Yea east africa are fulica's. They are great snails and probably the easiest to keep. I just make sure I spray once a day in the tank and they have have a water bowl too although mine think its funny to knock it over all the time! You can bath them from any age really as long as you can pick them up without squashing them between your fingers. When they are babies they are more likely to hide from you at the slightest noise or movement they dart back in their shell but the bigger they get they get better. One of mine is still quite shy and will go in and refuse to come out - until I put her in the bath. Peanut stays out regardless if my 1 year old pokes him in the eye - he's my favourite!
They don't like it too hot and if too hot you could slowly cook them and believe me the smell of a dead snail is vile. One of my massive 7" snails died and I never noticed until I walked in my house to this almighty stench.

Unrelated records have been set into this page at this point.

PR #725, opened 2018-07-26
Remove dead code in print.c

etscrivner:
Coverity issue 253596 identified a section of dead code. The variable `neg` in
`extend` was assigned a constant `0` value and then unused and unassigned until
it was checked for a positive value in the removed `if` statement. Since the
constant value `0` would never evaluate to true, the section of code guarded by
the `if` would never execute.

### DIFF
--- a/src/cmd/ksh93/bltins/print.c
+++ b/src/cmd/ksh93/bltins/print.c
@@ -674,7 +674,6 @@ static_fn const char *mapformat(Sffmt_t *fe) {
 static_fn int extend(Sfio_t *sp, void *v, Sffmt_t *fe) {
     UNUSED(sp);
     char *lastchar = "";
-    int neg = 0;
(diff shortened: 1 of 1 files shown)


krader1961:
Merged. This type of issue makes me wonder. Did the var used to have some use and an earlier change that made it irrelevant simply failed to entirely remove it? Or is it supposed to serve a purpose and there is a bug present because the var serves no purpose? I checked the 93v- and 93u+ branches and this issue exists there as well.

etscrivner:
@krader1961 It seems it certainly had a purpose, but it is unclear what that was. In addition, it appears this entire function is actually unused so I'm putting together a PR to remove it in its entirety right now.

etscrivner:
Actually, I spoke too soon. It is passed around as a function pointer and used that way.

PR #726, opened 2018-07-26
Remove dead code in nvtree

etscrivner:
Coverity issue 253760 identified more dead code due to constant assignment to
a variable. The variable `dsize` traversed the following path to its current
state:

* In 93u `dsize` was assigned `fp->dsize` if `fp` was not `NULL`, otherwise it was `0`.
* In 93v this was strangely changed to always be zero in a constant `#if 1` branch, 93u version was the other side of this branch.
* In master the `#if 1` branch was just removed and so this became a constant assignment.

So, this has been a part of the codebase since 93v and does not appear to be
the source of any known issue.

### DIFF
--- a/src/cmd/ksh93/sh/nvtree.c
+++ b/src/cmd/ksh93/sh/nvtree.c
@@ -1134,7 +1134,7 @@ Namfun_t *nv_isvtree(Namval_t *np) {
 // Get discipline for compound initializations.
 //
 char *nv_getvtree(Namval_t *np, Namfun_t *fp) {
-    int flags = 0, dsize = 0;
+    int flags = 0;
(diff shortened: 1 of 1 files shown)


krader1961:
FWIW, There are a huge number of questionable changes after the 93u+ release. Many of which introduced blatant problems such as use-after-free bugs not present in the 93u+ release. Hindsight being 20/20 it would have been safer to base our work on the 93u+ code and abandon the 93v- changes. It appears that changes to the post 93u+ code had inadequate review within the AST team by anyone competent to review those changes.

krader1961:
Merged. Thanks for dealing with issues reported by tools like oclint and Coverity Scan.

PR #728, opened 2018-07-26
Remove sigunblock()

krader1961:
There is only one use of sigunblock() and that is in the coshell code we
no longer enable by default and intend to remove in the future. So move
the definition of that function into that module and remove the globally
visible implementation from libast.


siteshwar:
LGTM

PR #730, opened 2018-07-26
Remove recfmt(), reclen(), recstr(), fmtrec()

krader1961:
More functions that are not used and thus just adding cost without benefit.


siteshwar:
LGTM

PR #731, opened 2018-07-26
Remove unused optesc(), optjoin()

krader1961:


siteshwar:
For some reason this test is occasionally failing on macOS in CI :

```
/var/folders/bb/n7t3rs157850byt_jfdcq9k80000gn/T/ksh.subshell.XXXXXXX.iq92nTTT/subshell.sh[494]: wait: 52620: Killed

<E> subshell[445]: 'x=$( builtin -d cat /bin/cat; cat 128ki.lin | /bin/cat ) && print ${#x}' failed -- expected '131072', got 'hung'
```

But it's failure does not seem to be related to this pull request. I will open an issue to follow up on it.

PR #732, opened 2018-07-26
Remove debug.c and debug.h

krader1961:
This debug code might be useful but we haven't enabled it once in the
year since work on this project resumed. Seems safe to say those of us
working on the code will continue to use adhoc printf()'s and the like.


siteshwar:
LGTM

PR #736, opened 2018-07-28
Fix copy-paste error in ed_pcomplete

etscrivner:
In the `ed_pcomplete` method, the value used to determine the suffix length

It was like rotten fish as I followed the smell it lead me to the tank. The snail had been in his shell for 2 days so obviously died but as they can stay in for weeks I didn't pay much attention. Now if they are in their shell longer than 24 hours I check and give them a bath to get them back out.

I did have 6 different species of the snails with over 100 in my collection including albino's but I sold them all off as I had far too many tanks around the house as I kept species seperate and my hubby hated them. I now keep just a few as I like my snakes now and I don't have the time to care for so many.


----------